**PROVIDED RECORDS**

::::::::::

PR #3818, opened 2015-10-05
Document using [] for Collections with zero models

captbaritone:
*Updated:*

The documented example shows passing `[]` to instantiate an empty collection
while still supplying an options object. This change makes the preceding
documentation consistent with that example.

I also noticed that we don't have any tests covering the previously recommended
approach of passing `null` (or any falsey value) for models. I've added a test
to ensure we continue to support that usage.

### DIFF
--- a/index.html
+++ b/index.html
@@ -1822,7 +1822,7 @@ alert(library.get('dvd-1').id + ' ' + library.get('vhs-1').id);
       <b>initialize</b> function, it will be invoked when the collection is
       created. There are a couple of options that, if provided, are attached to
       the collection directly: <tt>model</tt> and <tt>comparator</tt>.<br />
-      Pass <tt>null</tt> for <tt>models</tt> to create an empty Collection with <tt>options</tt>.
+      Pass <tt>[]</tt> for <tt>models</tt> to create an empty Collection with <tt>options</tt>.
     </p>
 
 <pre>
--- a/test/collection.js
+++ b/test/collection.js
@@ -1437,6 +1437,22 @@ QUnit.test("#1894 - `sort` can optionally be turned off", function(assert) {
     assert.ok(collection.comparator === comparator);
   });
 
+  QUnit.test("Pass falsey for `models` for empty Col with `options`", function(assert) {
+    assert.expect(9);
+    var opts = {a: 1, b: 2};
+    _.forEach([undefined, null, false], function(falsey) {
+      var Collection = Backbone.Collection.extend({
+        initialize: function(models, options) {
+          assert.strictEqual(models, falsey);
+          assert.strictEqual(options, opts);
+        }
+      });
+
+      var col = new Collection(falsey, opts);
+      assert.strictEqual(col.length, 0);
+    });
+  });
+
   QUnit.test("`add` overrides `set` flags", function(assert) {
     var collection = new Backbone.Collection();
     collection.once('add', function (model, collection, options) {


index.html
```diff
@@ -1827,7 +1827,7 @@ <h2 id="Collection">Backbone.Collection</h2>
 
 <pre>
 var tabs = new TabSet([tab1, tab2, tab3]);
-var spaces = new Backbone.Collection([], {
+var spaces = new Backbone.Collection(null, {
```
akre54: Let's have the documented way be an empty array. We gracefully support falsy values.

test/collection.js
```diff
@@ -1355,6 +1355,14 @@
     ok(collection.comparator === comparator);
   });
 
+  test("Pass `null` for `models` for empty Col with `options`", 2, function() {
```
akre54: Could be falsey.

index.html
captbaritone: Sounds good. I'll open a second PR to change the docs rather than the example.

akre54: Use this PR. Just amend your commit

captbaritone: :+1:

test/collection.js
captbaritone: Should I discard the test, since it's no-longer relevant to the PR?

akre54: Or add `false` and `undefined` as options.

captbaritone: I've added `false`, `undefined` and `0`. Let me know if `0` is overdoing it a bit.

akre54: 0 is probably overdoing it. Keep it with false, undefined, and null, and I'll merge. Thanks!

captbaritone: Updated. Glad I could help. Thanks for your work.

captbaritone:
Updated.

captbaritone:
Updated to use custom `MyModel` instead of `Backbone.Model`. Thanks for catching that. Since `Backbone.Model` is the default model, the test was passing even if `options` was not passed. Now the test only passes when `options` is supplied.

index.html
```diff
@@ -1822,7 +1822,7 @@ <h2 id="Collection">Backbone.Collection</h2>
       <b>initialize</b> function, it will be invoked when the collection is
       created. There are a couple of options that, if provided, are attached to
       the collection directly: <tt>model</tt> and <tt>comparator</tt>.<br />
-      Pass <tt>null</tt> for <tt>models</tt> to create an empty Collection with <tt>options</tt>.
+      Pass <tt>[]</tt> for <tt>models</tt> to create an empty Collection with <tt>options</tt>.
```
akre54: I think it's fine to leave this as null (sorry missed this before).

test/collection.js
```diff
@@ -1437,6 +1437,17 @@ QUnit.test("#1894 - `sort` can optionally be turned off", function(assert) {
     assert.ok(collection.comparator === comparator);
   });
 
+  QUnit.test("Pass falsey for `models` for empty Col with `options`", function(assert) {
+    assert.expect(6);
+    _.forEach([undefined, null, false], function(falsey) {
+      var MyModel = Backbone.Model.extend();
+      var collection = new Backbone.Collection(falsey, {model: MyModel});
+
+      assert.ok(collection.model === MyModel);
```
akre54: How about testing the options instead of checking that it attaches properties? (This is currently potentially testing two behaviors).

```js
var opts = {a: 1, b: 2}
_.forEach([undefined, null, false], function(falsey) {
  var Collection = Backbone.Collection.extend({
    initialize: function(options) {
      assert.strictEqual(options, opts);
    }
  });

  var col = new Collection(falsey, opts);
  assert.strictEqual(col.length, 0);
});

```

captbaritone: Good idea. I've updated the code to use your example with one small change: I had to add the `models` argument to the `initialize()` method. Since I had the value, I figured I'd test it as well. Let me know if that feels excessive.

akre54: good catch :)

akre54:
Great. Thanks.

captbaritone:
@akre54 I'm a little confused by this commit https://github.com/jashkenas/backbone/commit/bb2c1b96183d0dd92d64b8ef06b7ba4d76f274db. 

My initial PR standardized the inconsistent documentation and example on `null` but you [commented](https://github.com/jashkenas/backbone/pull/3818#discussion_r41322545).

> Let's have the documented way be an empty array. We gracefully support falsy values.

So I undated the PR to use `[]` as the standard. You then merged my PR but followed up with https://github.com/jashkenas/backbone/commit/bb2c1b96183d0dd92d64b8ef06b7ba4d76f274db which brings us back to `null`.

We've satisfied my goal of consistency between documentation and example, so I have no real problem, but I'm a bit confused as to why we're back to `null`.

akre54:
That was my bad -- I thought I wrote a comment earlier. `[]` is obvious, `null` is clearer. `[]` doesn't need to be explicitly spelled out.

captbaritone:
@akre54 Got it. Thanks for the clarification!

::::::::::

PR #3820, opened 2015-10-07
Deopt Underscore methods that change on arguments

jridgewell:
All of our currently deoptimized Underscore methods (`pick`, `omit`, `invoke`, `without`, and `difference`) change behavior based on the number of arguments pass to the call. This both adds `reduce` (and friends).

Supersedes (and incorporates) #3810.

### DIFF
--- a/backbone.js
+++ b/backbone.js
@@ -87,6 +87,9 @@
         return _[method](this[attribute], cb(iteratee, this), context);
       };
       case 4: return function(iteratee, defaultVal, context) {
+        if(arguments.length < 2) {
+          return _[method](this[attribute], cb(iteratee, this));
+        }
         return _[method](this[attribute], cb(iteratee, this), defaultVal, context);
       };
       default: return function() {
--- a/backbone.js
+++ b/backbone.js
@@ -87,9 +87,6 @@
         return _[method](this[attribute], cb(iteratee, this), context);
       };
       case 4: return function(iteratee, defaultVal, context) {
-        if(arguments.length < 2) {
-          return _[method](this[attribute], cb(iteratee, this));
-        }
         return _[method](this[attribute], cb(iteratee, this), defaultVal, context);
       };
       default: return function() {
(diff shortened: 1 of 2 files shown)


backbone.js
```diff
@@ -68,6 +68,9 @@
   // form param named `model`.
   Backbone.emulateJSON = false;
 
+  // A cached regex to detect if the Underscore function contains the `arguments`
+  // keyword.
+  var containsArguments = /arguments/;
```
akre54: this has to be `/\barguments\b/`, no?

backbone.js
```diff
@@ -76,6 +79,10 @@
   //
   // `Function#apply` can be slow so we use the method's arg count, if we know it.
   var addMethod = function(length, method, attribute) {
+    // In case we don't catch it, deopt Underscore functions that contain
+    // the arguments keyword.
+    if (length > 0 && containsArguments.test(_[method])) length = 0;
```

::::::::::

From the material above, gather all lines that include the string "know" and copy them.

**EXERCISE ANSWER**
captbaritone: I've added `false`, `undefined` and `0`. Let me know if `0` is overdoing it a bit.
captbaritone: Good idea. I've updated the code to use your example with one small change: I had to add the `models` argument to the `initialize()` method. Since I had the value, I figured I'd test it as well. Let me know if that feels excessive.
   // `Function#apply` can be slow so we use the method's arg count, if we know it.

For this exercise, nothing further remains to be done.